> _DIRECTIONS FOR THIS TASK_
Set down exactly the lines below between the line holding "return releaseName;" and the line holding "I tried with", inclusive; no other line belongs in the answer.

---------- DATA SHOWN ----------

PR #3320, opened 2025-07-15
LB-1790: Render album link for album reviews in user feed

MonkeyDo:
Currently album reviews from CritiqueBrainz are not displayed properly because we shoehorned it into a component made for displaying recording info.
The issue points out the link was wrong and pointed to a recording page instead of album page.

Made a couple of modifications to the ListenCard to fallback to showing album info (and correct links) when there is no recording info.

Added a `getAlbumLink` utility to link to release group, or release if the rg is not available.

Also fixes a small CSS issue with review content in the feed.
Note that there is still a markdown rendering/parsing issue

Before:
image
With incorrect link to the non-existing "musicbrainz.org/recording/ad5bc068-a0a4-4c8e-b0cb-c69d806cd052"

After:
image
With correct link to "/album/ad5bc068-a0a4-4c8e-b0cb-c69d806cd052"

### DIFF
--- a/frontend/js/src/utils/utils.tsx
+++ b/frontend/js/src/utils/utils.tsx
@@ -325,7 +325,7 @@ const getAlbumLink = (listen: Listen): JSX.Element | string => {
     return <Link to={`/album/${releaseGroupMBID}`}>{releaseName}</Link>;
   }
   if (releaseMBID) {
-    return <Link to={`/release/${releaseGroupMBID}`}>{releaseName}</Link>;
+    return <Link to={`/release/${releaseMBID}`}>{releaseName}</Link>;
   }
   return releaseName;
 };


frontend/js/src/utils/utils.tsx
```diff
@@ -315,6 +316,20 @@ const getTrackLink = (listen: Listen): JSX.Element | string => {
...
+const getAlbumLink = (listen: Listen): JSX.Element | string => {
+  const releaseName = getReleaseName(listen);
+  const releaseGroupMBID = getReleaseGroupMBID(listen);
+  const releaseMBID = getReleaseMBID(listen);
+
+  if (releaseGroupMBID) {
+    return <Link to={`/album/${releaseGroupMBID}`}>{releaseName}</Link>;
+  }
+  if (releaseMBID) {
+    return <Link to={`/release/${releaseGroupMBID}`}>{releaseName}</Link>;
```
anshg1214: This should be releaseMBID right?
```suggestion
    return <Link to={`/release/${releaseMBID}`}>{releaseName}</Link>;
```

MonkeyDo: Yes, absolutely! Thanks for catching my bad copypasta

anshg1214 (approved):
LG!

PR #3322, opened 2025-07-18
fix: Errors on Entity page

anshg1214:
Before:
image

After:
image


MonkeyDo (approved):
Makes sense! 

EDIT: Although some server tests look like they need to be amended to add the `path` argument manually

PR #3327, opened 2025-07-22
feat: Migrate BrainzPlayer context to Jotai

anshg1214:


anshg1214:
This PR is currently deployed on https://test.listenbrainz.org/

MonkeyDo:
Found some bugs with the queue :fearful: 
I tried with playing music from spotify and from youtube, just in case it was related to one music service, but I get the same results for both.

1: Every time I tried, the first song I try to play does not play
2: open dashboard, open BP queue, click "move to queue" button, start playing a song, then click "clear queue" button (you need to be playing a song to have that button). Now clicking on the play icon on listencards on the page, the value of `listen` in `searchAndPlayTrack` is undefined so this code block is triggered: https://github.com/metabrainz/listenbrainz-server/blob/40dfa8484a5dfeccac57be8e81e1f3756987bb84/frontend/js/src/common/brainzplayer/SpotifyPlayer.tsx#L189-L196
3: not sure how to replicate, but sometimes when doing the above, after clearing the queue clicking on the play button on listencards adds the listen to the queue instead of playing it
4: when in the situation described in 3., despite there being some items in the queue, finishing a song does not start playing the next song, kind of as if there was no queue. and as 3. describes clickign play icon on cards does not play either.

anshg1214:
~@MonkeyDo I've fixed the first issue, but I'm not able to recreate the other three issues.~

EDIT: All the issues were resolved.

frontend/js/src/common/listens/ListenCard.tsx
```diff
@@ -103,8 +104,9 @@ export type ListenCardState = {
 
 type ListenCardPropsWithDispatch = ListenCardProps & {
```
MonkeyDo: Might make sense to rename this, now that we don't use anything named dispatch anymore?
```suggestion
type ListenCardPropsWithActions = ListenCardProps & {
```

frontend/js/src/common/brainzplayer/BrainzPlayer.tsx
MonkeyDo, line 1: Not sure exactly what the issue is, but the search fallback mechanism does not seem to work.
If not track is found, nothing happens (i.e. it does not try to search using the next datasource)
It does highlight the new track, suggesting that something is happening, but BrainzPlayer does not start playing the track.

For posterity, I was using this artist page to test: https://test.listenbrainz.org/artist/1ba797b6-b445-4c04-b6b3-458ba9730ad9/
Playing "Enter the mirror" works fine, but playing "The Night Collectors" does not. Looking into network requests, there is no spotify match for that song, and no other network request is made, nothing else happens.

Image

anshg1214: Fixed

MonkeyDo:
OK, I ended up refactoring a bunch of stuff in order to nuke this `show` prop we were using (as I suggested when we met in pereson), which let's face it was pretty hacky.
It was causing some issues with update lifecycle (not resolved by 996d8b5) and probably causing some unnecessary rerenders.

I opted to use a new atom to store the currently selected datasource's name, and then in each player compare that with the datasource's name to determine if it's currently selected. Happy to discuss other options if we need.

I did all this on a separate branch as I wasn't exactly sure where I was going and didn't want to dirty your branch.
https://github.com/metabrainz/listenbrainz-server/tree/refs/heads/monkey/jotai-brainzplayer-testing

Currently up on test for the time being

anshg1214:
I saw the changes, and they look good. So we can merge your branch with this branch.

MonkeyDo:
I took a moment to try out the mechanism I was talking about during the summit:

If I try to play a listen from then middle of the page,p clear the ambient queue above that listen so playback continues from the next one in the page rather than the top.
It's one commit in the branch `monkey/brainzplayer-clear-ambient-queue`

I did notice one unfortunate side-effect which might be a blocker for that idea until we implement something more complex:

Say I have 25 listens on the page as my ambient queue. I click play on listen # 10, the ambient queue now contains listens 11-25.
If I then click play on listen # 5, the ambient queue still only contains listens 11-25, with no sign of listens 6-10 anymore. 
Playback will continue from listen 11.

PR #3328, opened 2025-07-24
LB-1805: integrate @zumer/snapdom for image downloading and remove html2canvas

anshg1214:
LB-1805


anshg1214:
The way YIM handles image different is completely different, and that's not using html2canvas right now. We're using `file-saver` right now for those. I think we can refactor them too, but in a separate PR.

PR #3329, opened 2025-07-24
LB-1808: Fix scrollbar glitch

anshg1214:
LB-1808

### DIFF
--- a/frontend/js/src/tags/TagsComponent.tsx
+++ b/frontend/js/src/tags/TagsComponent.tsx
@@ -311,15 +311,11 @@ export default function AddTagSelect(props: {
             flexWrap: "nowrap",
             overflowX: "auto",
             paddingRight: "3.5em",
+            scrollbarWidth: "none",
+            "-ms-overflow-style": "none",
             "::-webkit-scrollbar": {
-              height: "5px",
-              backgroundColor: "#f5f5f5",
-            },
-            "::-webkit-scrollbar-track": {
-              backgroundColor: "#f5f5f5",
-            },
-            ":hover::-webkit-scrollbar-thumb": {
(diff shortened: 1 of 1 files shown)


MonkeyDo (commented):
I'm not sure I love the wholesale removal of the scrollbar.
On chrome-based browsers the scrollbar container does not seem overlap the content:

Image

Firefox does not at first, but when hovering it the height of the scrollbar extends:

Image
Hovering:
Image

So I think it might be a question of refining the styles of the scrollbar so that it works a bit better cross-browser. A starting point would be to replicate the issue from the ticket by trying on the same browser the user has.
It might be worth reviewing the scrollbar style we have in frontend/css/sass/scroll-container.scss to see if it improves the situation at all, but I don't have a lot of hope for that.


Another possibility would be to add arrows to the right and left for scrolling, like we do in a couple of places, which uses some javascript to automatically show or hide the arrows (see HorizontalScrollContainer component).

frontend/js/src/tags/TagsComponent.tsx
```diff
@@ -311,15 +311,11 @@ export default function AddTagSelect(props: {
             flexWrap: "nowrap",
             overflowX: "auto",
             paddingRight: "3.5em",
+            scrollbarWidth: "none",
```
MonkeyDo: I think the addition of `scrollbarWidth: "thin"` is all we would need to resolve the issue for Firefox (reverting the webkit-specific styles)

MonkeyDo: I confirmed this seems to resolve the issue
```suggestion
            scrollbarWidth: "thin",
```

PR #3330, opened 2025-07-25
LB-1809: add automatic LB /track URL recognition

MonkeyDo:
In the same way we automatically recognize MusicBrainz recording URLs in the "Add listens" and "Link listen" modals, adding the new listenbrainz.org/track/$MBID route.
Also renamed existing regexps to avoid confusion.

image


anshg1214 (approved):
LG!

----------

> _SOLUTION TO THIS EXERCISE_
   return releaseName;
 };


frontend/js/src/utils/utils.tsx
```diff
@@ -315,6 +316,20 @@ const getTrackLink = (listen: Listen): JSX.Element | string => {
...
+const getAlbumLink = (listen: Listen): JSX.Element | string => {
+  const releaseName = getReleaseName(listen);
+  const releaseGroupMBID = getReleaseGroupMBID(listen);
+  const releaseMBID = getReleaseMBID(listen);
+
+  if (releaseGroupMBID) {
+    return <Link to={`/album/${releaseGroupMBID}`}>{releaseName}</Link>;
+  }
+  if (releaseMBID) {
+    return <Link to={`/release/${releaseGroupMBID}`}>{releaseName}</Link>;
```
anshg1214: This should be releaseMBID right?
```suggestion
    return <Link to={`/release/${releaseMBID}`}>{releaseName}</Link>;
```

MonkeyDo: Yes, absolutely! Thanks for catching my bad copypasta

anshg1214 (approved):
LG!

PR #3322, opened 2025-07-18
fix: Errors on Entity page

anshg1214:
Before:
image

After:
image


MonkeyDo (approved):
Makes sense! 

EDIT: Although some server tests look like they need to be amended to add the `path` argument manually

PR #3327, opened 2025-07-22
feat: Migrate BrainzPlayer context to Jotai

anshg1214:


anshg1214:
This PR is currently deployed on https://test.listenbrainz.org/

MonkeyDo:
Found some bugs with the queue :fearful: 
I tried with playing music from spotify and from youtube, just in case it was related to one music service, but I get the same results for both.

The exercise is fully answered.